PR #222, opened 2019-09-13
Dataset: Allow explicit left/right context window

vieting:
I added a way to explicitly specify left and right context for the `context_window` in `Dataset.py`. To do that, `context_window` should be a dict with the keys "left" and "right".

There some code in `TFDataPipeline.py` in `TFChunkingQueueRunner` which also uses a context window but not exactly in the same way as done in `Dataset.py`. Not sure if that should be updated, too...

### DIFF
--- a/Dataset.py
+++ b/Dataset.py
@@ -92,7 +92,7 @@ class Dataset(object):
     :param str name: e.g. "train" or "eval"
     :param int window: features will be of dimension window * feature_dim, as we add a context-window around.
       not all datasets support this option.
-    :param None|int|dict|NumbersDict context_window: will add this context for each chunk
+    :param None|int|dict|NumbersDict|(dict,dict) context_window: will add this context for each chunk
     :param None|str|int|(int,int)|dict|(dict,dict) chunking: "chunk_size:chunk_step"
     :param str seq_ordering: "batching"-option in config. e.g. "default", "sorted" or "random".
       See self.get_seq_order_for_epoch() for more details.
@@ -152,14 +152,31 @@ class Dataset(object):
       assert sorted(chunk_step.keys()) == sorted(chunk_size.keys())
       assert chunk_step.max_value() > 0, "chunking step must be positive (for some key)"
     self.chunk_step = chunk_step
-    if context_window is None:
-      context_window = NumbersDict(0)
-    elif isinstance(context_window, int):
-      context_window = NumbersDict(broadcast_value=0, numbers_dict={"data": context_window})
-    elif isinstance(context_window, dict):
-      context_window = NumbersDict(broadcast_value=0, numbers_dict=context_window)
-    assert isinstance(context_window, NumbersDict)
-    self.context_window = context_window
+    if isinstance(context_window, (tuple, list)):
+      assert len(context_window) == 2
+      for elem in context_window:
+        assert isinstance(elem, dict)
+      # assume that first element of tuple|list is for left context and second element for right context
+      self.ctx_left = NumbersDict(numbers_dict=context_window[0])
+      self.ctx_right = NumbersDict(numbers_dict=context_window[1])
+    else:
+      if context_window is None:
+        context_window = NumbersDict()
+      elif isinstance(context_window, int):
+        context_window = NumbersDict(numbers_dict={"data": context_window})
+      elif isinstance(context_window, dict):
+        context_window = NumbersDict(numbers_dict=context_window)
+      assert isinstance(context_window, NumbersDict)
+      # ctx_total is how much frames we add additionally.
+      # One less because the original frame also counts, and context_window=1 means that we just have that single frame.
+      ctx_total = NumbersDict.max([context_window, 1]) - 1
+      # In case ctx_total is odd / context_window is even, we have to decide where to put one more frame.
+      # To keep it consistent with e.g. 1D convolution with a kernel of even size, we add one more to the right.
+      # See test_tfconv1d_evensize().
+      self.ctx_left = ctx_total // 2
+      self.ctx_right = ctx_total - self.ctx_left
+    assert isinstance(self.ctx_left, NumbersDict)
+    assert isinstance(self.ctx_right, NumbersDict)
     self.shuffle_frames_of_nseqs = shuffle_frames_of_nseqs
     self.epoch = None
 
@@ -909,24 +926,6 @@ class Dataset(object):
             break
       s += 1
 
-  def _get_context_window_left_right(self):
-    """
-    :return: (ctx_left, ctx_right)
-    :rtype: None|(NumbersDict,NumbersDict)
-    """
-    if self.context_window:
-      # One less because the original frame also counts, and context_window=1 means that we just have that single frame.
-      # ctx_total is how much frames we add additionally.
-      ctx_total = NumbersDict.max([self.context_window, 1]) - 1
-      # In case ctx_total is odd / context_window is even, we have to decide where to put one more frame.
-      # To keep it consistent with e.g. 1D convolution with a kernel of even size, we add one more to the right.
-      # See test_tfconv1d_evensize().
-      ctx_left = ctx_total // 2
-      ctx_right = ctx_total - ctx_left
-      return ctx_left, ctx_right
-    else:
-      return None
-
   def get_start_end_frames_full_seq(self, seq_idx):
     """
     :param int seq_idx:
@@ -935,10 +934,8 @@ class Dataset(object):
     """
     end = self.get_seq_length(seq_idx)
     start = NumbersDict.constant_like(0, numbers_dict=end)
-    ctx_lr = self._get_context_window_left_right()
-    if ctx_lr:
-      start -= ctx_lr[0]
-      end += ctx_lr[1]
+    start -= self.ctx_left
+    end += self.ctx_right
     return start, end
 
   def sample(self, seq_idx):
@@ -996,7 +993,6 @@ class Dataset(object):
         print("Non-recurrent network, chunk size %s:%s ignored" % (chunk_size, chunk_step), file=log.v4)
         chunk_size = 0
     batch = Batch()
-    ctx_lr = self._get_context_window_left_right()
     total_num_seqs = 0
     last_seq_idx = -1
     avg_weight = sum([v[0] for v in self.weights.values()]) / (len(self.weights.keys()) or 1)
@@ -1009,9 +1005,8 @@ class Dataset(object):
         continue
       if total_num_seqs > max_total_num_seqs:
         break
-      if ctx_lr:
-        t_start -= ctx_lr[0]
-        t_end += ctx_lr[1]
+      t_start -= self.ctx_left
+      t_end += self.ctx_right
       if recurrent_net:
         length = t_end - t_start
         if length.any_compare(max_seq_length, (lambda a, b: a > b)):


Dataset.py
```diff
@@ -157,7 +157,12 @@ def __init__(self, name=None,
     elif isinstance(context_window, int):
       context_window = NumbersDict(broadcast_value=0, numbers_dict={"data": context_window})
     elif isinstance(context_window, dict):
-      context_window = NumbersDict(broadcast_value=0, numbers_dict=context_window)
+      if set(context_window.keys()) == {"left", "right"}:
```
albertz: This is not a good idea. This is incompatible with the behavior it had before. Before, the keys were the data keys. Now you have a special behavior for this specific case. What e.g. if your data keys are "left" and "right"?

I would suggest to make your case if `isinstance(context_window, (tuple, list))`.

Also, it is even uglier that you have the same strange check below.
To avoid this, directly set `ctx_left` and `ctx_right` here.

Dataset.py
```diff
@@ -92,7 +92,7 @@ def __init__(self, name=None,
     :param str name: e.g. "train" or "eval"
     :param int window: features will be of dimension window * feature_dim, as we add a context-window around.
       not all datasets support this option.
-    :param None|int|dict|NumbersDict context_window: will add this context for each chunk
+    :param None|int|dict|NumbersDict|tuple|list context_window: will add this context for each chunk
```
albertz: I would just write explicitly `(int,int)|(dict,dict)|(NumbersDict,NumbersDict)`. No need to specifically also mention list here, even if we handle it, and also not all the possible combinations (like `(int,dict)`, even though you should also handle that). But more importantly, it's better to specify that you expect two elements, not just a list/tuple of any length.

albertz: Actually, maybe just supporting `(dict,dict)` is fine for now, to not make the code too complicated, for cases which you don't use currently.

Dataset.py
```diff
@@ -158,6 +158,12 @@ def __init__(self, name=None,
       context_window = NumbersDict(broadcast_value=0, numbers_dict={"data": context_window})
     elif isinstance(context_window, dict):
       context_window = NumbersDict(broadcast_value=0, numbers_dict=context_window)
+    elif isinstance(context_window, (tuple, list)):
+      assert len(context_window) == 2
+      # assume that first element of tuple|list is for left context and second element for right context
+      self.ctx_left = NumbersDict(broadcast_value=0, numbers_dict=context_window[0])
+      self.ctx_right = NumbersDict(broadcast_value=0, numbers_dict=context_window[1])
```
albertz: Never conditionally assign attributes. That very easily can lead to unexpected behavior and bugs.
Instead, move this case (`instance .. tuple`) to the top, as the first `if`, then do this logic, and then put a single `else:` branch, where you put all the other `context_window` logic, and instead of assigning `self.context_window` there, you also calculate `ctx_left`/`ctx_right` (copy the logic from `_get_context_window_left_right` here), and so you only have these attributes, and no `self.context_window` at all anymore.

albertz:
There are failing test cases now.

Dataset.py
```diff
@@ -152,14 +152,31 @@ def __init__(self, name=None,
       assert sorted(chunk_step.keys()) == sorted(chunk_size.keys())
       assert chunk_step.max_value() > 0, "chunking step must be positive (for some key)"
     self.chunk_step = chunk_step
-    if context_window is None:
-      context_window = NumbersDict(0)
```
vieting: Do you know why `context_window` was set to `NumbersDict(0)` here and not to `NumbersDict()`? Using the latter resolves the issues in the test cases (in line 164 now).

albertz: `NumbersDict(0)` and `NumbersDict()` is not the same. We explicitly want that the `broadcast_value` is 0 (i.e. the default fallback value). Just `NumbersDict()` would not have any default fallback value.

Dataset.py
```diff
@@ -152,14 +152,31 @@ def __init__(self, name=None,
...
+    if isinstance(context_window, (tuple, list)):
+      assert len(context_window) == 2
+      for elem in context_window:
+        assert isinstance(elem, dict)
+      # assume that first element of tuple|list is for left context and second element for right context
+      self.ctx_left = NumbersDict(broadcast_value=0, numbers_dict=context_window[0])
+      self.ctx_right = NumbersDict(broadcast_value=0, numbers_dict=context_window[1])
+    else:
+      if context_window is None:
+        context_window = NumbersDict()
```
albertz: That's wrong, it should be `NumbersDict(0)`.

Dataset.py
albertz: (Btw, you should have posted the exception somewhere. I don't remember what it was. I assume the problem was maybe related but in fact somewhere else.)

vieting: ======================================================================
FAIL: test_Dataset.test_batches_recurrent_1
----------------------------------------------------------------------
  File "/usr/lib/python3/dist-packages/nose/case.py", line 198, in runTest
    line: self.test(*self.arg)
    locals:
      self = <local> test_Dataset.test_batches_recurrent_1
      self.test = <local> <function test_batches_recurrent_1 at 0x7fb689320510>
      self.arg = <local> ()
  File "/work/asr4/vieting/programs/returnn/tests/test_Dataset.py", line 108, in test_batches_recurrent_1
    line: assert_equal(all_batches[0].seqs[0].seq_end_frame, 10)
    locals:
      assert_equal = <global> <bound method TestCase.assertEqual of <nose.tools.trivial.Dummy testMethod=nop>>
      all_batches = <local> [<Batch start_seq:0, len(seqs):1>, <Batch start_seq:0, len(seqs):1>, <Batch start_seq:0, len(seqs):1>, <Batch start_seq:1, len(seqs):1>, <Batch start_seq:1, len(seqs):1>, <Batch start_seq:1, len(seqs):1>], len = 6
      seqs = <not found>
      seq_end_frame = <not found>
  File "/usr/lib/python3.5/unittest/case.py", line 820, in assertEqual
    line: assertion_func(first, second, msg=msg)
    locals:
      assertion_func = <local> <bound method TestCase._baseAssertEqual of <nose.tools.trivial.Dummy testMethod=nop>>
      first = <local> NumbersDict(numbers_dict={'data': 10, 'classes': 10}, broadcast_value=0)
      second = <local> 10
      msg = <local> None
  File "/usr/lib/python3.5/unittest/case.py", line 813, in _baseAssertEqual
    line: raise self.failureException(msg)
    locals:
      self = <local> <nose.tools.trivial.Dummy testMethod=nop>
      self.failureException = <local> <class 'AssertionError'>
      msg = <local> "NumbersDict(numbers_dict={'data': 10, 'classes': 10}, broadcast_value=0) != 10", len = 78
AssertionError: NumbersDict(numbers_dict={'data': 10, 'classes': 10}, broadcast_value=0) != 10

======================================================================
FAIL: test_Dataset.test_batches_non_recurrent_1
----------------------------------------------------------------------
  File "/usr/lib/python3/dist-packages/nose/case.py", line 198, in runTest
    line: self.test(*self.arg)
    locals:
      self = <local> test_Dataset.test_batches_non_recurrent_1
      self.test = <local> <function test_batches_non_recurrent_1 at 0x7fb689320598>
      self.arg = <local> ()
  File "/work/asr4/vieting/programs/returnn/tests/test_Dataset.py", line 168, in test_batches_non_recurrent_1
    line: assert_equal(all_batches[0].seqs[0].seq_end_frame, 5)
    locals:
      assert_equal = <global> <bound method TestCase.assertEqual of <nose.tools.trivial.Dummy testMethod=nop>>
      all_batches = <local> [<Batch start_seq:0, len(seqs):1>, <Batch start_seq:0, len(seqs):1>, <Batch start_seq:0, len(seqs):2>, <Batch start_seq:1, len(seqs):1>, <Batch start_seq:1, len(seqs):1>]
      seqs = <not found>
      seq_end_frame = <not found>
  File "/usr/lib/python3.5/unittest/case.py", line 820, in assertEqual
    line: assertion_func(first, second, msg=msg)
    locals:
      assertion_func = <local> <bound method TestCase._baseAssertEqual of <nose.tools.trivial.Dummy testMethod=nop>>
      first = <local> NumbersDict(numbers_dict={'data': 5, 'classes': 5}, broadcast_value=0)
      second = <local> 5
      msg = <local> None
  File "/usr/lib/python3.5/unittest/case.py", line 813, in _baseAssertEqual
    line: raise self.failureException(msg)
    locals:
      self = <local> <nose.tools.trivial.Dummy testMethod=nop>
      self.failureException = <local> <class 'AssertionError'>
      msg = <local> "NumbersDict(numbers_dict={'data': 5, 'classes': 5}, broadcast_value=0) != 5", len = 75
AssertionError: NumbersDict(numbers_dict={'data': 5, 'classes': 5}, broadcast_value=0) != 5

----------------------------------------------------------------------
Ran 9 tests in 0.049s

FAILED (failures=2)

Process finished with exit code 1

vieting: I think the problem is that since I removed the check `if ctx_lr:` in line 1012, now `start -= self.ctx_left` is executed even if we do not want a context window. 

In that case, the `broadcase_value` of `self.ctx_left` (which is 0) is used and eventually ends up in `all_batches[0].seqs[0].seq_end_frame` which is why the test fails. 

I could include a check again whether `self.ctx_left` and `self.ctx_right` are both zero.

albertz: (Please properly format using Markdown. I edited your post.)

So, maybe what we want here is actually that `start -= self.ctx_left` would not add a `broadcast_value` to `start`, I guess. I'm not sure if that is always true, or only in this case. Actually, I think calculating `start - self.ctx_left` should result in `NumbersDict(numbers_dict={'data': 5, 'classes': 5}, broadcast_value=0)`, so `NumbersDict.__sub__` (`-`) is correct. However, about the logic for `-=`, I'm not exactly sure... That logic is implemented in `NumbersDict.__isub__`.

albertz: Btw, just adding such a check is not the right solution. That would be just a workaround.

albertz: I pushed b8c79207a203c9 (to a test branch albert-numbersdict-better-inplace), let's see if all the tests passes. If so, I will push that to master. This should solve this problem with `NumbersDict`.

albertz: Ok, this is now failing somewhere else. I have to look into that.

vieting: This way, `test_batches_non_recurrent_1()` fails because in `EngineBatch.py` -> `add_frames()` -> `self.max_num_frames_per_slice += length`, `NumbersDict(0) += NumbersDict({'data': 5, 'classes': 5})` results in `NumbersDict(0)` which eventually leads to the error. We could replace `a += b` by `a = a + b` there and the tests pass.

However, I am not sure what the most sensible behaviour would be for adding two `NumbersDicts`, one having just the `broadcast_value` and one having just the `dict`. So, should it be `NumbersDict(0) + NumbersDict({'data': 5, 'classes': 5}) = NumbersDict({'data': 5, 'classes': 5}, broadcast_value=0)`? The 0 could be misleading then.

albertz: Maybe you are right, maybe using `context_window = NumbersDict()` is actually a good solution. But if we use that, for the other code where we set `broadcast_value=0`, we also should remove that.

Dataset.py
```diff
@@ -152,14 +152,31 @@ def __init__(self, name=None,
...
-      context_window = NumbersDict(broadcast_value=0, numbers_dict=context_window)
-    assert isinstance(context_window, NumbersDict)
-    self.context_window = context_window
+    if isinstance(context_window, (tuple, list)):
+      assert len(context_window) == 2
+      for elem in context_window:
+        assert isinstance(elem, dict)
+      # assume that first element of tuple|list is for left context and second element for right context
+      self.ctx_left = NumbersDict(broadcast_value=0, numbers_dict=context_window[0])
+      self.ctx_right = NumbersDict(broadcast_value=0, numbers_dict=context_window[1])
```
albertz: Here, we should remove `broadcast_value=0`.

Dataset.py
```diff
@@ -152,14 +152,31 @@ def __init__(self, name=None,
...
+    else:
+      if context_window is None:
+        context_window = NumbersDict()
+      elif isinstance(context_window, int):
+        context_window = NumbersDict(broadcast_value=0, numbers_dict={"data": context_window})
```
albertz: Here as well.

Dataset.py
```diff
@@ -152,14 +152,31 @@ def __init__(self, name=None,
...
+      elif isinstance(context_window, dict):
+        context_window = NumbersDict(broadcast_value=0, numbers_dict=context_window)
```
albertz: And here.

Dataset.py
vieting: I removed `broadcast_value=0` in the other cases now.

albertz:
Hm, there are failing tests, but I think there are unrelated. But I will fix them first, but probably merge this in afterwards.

### Task item:
Report the number of lines in the listing above that hold the word "kernel", and give no other text.

### Answer for the task:
2